── THE DATA
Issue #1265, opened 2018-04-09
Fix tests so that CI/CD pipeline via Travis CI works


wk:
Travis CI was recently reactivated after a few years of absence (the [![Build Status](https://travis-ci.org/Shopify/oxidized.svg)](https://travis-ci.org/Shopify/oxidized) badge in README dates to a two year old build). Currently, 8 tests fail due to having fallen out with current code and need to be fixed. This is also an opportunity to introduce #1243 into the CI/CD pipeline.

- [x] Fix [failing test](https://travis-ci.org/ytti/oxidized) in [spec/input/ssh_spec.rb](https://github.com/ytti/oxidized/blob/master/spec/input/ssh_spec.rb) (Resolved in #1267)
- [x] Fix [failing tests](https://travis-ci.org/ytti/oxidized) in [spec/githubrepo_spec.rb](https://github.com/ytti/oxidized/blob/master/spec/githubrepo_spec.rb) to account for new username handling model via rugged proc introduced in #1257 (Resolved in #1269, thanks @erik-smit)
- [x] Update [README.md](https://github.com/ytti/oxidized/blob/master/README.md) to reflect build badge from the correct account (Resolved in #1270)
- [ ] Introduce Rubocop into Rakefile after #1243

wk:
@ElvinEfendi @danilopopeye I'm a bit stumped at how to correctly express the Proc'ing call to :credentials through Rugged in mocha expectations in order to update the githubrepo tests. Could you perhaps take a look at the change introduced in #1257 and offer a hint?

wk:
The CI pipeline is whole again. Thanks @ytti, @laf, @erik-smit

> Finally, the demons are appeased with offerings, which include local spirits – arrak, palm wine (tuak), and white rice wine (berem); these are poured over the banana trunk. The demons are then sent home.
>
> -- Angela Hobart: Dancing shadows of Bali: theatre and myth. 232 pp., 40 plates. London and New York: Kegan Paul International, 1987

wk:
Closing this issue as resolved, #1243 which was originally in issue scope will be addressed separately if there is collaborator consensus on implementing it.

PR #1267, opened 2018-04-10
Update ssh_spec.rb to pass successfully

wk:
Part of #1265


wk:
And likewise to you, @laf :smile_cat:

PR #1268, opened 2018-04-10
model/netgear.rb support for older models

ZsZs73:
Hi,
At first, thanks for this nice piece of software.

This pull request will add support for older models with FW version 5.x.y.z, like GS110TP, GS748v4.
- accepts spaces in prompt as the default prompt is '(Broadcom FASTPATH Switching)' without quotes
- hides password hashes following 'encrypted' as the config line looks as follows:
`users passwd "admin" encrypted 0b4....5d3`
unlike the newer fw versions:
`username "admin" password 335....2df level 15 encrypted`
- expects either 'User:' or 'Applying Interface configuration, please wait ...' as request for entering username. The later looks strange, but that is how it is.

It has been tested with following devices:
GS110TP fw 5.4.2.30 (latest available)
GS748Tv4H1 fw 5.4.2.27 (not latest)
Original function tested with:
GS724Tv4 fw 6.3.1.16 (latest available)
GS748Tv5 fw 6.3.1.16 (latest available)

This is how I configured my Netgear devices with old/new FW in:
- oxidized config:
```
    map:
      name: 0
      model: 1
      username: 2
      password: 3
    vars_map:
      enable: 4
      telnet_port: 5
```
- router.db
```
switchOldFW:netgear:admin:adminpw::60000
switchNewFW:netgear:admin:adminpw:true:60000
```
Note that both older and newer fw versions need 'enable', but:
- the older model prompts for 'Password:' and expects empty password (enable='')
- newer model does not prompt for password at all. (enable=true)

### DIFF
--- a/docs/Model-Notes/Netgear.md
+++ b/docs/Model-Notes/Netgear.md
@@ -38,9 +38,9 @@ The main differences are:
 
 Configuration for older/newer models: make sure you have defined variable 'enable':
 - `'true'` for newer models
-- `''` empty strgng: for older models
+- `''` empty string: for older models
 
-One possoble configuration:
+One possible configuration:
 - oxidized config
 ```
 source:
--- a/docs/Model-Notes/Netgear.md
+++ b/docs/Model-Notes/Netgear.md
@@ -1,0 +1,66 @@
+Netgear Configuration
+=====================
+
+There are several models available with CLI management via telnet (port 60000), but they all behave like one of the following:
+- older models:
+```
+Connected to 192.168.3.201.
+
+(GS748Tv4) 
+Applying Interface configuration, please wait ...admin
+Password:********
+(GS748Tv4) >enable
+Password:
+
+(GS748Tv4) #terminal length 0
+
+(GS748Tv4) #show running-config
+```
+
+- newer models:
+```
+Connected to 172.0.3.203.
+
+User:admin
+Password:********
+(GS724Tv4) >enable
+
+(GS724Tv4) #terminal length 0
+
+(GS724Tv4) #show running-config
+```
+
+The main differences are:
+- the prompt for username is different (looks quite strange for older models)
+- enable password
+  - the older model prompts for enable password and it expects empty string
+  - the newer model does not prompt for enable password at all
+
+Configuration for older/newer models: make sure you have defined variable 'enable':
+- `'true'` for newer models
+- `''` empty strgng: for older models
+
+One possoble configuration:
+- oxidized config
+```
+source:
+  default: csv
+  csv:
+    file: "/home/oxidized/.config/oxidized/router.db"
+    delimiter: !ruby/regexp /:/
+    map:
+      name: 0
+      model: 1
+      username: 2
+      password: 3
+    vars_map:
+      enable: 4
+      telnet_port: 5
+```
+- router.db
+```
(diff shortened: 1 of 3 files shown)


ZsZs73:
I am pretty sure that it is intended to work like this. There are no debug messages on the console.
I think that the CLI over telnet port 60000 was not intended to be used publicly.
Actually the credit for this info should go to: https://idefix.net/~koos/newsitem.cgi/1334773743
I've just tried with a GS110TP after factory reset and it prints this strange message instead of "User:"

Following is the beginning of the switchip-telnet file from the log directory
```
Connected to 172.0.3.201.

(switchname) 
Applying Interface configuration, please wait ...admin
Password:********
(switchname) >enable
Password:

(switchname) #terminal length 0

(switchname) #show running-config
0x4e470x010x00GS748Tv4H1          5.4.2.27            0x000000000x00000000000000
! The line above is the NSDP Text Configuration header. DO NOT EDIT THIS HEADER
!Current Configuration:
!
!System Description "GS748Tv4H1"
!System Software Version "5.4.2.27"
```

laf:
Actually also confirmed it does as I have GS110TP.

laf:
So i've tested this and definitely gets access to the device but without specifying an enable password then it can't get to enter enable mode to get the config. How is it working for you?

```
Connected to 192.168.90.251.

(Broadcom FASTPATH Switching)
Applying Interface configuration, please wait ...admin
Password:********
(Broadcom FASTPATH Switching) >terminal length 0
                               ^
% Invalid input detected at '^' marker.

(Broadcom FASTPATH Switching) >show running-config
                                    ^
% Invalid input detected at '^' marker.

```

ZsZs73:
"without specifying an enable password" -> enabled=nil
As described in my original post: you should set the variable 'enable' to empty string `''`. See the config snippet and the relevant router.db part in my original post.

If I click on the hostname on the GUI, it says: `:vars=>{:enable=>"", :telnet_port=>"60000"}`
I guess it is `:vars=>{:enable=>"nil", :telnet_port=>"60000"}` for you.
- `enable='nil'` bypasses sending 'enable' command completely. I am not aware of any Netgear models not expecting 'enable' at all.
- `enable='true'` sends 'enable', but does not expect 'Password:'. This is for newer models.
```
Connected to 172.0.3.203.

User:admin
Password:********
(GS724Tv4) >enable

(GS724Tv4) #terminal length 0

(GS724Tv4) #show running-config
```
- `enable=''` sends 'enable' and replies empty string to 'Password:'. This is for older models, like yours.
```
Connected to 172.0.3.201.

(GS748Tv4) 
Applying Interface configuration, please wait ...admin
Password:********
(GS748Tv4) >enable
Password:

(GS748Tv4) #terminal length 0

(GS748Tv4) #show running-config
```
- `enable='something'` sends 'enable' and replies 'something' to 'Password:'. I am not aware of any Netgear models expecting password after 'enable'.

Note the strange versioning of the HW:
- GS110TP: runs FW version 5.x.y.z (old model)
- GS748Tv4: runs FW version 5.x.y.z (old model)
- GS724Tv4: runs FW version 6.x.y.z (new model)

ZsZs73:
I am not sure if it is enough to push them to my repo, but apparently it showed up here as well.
────
EXERCISE:
The reply should consist solely of the lines above from the one that has "Closing this issue" through the one that has "password 335....2df level", reproduced exactly.

EXERCISE OUTPUT:
Closing this issue as resolved, #1243 which was originally in issue scope will be addressed separately if there is collaborator consensus on implementing it.

PR #1267, opened 2018-04-10
Update ssh_spec.rb to pass successfully

wk:
Part of #1265


wk:
And likewise to you, @laf :smile_cat:

PR #1268, opened 2018-04-10
model/netgear.rb support for older models

ZsZs73:
Hi,
At first, thanks for this nice piece of software.

This pull request will add support for older models with FW version 5.x.y.z, like GS110TP, GS748v4.
- accepts spaces in prompt as the default prompt is '(Broadcom FASTPATH Switching)' without quotes
- hides password hashes following 'encrypted' as the config line looks as follows:
`users passwd "admin" encrypted 0b4....5d3`
unlike the newer fw versions:
`username "admin" password 335....2df level 15 encrypted`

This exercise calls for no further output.